What is expected: The expected response consists solely of the lines from the line with "Well, would it" through the last line of the material below, copied exactly.

(Beginning of Supplied records)

PR #3553, opened 2015-02-04
put cookie_prefix into input class

fuxu:
`input->cookie` and `input->set_cookie` have a different implemtation while `cookie_prefix` was not an empty string.

### DIFF
--- a/system/core/Input.php
+++ b/system/core/Input.php
@@ -279,7 +279,9 @@ class CI_Input {
 	 */
 	public function cookie($index = NULL, $xss_clean = NULL)
 	{
-		return $this->_fetch_from_array($_COOKIE, $index, $xss_clean);
+		is_bool($xss_clean) OR $xss_clean = (config_item('global_xss_filtering') === TRUE);
+		$prefix = config_item('cookie_prefix');
+		return $this->_fetch_from_array($_COOKIE, $prefix . $index, $xss_clean);
 	}
 
 	// --------------------------------------------------------------------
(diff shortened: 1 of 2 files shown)


narfbg:
This is intentional and documented.

fuxu:
but why it is designed to be different? I want to know the reason.
in my opinion, `cookie_prefix` should not be cared by engineers, just like `table_prefix`.

narfbg:
Cookies are user input, a database table prefix is not ...

fuxu:
so, it means, I don't need to care about it when I write a cookie, but I must remember there is a `prefix` when I read it. I don't think it is a good implementation~

narfbg:
Well, would it be a good implementation if you weren't able to read a non-prefixed cookie if you had to?

fuxu:
en, I see what you mean. but I think if the `set` method is implemented with prefix, non-prefixed cookies will exists~~ am i right?

narfbg:
No, not really. Another application on the same domain may set a non-prefixed cookie. Even your application can do that if you really want it to.

fuxu:
or, in another way. I think it should be implemented without prefix in `input->cookie` and `input->set_cookie`, and with prefix in `set_cookie` and `get_cookie`?

narfbg:
Well, in practice, that could've been the only choice if `CI_Input::set_cookie()` didn't exist. It shouldn't have existed in the first place ... it's a class dealing with *input*, and that method does *output*.

The problem is, it's been there for a long time and we're stuck with it for BC reasons alone, so it doesn't make much sense to change it's behavior - that would be a BC break in its own right.

Documentation improvements (if and where necessary) are our only choice at this point.

fuxu:
I see. thank you for your patience :smiley: .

(End of Supplied records)

Written response:
Well, would it be a good implementation if you weren't able to read a non-prefixed cookie if you had to?

fuxu:
en, I see what you mean. but I think if the `set` method is implemented with prefix, non-prefixed cookies will exists~~ am i right?

narfbg:
No, not really. Another application on the same domain may set a non-prefixed cookie. Even your application can do that if you really want it to.

fuxu:
or, in another way. I think it should be implemented without prefix in `input->cookie` and `input->set_cookie`, and with prefix in `set_cookie` and `get_cookie`?

narfbg:
Well, in practice, that could've been the only choice if `CI_Input::set_cookie()` didn't exist. It shouldn't have existed in the first place ... it's a class dealing with *input*, and that method does *output*.

The problem is, it's been there for a long time and we're stuck with it for BC reasons alone, so it doesn't make much sense to change it's behavior - that would be a BC break in its own right.

Documentation improvements (if and where necessary) are our only choice at this point.

fuxu:
I see. thank you for your patience :smiley: .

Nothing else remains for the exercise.